:: Exercise inputs ::
++++++

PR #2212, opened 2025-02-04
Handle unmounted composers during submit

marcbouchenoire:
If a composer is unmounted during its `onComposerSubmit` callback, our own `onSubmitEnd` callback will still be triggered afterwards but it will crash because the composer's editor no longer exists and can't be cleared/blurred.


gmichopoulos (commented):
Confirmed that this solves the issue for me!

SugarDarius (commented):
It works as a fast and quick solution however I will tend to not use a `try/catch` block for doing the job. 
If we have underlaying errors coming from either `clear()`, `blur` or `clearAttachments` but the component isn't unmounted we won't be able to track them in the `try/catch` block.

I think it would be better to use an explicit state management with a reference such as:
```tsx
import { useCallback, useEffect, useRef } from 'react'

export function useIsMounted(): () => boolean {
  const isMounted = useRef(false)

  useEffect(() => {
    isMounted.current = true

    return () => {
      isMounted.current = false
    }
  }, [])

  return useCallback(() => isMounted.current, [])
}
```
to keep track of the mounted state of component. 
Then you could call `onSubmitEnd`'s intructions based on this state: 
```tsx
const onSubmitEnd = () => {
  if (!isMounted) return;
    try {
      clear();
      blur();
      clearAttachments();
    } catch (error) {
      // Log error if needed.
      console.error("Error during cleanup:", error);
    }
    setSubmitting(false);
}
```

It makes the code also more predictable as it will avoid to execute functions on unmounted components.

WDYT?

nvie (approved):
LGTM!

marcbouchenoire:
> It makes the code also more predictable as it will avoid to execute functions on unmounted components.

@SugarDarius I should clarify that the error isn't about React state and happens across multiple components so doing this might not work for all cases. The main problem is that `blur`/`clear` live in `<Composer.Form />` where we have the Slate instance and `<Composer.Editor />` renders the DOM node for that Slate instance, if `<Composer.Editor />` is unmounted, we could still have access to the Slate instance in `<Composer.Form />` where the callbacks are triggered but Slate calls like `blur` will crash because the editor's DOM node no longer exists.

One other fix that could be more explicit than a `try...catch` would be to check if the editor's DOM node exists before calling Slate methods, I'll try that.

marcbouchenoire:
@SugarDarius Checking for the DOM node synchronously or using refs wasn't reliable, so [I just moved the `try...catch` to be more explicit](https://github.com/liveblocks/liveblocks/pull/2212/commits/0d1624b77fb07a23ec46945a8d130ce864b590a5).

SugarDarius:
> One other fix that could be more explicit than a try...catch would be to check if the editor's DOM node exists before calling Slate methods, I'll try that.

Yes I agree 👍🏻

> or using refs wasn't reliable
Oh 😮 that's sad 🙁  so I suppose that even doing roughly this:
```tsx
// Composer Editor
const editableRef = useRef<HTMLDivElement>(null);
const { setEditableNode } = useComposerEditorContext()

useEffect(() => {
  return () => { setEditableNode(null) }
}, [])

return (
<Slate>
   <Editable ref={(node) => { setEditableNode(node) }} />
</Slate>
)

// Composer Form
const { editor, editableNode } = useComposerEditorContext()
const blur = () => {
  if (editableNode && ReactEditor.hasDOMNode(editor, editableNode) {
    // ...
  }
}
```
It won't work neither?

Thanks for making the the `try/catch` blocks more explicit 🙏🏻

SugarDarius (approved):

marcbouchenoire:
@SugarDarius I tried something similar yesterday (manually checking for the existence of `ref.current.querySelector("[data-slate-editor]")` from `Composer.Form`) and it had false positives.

++++++

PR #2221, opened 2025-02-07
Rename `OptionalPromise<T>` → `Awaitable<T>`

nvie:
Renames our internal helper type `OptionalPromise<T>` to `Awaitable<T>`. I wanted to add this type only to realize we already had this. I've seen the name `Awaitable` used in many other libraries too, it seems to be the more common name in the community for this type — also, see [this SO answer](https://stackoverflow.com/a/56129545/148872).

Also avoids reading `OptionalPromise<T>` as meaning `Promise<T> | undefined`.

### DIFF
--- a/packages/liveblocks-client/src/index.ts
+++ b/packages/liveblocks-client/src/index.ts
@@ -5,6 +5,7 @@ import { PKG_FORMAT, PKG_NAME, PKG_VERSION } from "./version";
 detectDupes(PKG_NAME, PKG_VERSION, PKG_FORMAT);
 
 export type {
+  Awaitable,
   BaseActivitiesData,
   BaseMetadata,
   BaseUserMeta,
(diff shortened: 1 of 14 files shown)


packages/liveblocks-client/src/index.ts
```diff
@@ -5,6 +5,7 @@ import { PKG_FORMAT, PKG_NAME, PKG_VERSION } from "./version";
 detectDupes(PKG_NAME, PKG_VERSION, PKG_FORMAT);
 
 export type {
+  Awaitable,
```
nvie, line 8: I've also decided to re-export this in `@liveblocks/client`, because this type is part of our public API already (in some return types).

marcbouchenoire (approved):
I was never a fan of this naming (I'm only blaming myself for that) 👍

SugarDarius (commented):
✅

++++++

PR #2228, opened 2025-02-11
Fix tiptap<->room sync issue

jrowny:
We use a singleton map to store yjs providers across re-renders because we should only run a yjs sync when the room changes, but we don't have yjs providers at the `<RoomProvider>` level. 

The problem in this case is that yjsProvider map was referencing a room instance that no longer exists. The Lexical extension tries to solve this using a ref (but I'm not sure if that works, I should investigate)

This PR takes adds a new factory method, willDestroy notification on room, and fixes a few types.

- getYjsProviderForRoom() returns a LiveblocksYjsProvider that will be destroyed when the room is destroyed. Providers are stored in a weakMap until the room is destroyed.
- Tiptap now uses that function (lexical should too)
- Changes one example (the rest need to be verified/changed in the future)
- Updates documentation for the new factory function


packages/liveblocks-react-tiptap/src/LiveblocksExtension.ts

++++++

:: What you are asked to do ::
Your answer should be the lines of the records that include the word "during".

:: Expected output ::
Handle unmounted composers during submit
If a composer is unmounted during its `onComposerSubmit` callback, our own `onSubmitEnd` callback will still be triggered afterwards but it will crash because the composer's editor no longer exists and can't be cleared/blurred.
      console.error("Error during cleanup:", error);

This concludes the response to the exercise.